**Activity**
Restate the whole of the data verbatim, omitting nothing.

*** Exercise material Section Begins ***

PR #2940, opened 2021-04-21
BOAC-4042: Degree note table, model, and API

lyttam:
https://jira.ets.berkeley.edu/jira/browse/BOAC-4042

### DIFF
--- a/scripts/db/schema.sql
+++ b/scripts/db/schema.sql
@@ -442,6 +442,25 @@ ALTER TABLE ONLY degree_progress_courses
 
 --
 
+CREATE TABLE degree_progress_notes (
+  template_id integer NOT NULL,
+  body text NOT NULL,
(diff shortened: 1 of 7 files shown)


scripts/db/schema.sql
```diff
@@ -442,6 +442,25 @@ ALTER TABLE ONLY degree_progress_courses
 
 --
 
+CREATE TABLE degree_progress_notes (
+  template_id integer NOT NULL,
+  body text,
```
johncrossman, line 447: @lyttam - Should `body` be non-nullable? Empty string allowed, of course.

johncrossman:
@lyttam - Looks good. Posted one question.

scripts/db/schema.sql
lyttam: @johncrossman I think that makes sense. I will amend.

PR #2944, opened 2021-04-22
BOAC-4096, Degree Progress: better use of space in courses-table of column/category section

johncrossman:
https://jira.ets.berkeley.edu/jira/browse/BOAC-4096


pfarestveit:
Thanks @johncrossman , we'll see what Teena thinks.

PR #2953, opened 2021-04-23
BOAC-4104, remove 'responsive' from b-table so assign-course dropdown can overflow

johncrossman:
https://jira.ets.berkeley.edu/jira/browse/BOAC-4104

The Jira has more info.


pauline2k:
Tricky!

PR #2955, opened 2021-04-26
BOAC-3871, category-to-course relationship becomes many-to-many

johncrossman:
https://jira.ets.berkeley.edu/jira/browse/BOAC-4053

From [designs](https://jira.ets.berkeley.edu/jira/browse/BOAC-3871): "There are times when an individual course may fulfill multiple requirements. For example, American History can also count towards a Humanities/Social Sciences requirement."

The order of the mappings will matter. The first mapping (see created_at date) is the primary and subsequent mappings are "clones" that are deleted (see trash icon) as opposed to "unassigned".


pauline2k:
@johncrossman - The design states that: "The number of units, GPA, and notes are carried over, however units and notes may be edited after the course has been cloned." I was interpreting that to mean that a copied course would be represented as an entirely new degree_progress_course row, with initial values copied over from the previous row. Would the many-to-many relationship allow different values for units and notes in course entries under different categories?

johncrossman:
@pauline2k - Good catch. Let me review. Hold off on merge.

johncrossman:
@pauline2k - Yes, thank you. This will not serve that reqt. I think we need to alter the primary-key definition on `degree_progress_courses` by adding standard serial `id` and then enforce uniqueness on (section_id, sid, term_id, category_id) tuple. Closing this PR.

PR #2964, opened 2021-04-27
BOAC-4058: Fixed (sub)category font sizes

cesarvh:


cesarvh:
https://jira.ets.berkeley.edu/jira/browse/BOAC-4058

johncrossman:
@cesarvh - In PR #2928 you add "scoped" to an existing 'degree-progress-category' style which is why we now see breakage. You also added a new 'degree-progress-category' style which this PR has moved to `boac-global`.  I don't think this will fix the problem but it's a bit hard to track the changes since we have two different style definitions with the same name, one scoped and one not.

*** Exercise material Section Ends ***

**Answer below**
PR #2940, opened 2021-04-21
BOAC-4042: Degree note table, model, and API

lyttam:
https://jira.ets.berkeley.edu/jira/browse/BOAC-4042

### DIFF
--- a/scripts/db/schema.sql
+++ b/scripts/db/schema.sql
@@ -442,6 +442,25 @@ ALTER TABLE ONLY degree_progress_courses
 
 --
 
+CREATE TABLE degree_progress_notes (
+  template_id integer NOT NULL,
+  body text NOT NULL,
(diff shortened: 1 of 7 files shown)


scripts/db/schema.sql
```diff
@@ -442,6 +442,25 @@ ALTER TABLE ONLY degree_progress_courses
 
 --
 
+CREATE TABLE degree_progress_notes (
+  template_id integer NOT NULL,
+  body text,
```
johncrossman, line 447: @lyttam - Should `body` be non-nullable? Empty string allowed, of course.

johncrossman:
@lyttam - Looks good. Posted one question.

scripts/db/schema.sql
lyttam: @johncrossman I think that makes sense. I will amend.

PR #2944, opened 2021-04-22
BOAC-4096, Degree Progress: better use of space in courses-table of column/category section

johncrossman:
https://jira.ets.berkeley.edu/jira/browse/BOAC-4096


pfarestveit:
Thanks @johncrossman , we'll see what Teena thinks.

PR #2953, opened 2021-04-23
BOAC-4104, remove 'responsive' from b-table so assign-course dropdown can overflow

johncrossman:
https://jira.ets.berkeley.edu/jira/browse/BOAC-4104

The Jira has more info.


pauline2k:
Tricky!

PR #2955, opened 2021-04-26
BOAC-3871, category-to-course relationship becomes many-to-many

johncrossman:
https://jira.ets.berkeley.edu/jira/browse/BOAC-4053

From [designs](https://jira.ets.berkeley.edu/jira/browse/BOAC-3871): "There are times when an individual course may fulfill multiple requirements. For example, American History can also count towards a Humanities/Social Sciences requirement."

The order of the mappings will matter. The first mapping (see created_at date) is the primary and subsequent mappings are "clones" that are deleted (see trash icon) as opposed to "unassigned".


pauline2k:
@johncrossman - The design states that: "The number of units, GPA, and notes are carried over, however units and notes may be edited after the course has been cloned." I was interpreting that to mean that a copied course would be represented as an entirely new degree_progress_course row, with initial values copied over from the previous row. Would the many-to-many relationship allow different values for units and notes in course entries under different categories?

johncrossman:
@pauline2k - Good catch. Let me review. Hold off on merge.

johncrossman:
@pauline2k - Yes, thank you. This will not serve that reqt. I think we need to alter the primary-key definition on `degree_progress_courses` by adding standard serial `id` and then enforce uniqueness on (section_id, sid, term_id, category_id) tuple. Closing this PR.

PR #2964, opened 2021-04-27
BOAC-4058: Fixed (sub)category font sizes

cesarvh:


cesarvh:
https://jira.ets.berkeley.edu/jira/browse/BOAC-4058

johncrossman:
@cesarvh - In PR #2928 you add "scoped" to an existing 'degree-progress-category' style which is why we now see breakage. You also added a new 'degree-progress-category' style which this PR has moved to `boac-global`.  I don't think this will fix the problem but it's a bit hard to track the changes since we have two different style definitions with the same name, one scoped and one not.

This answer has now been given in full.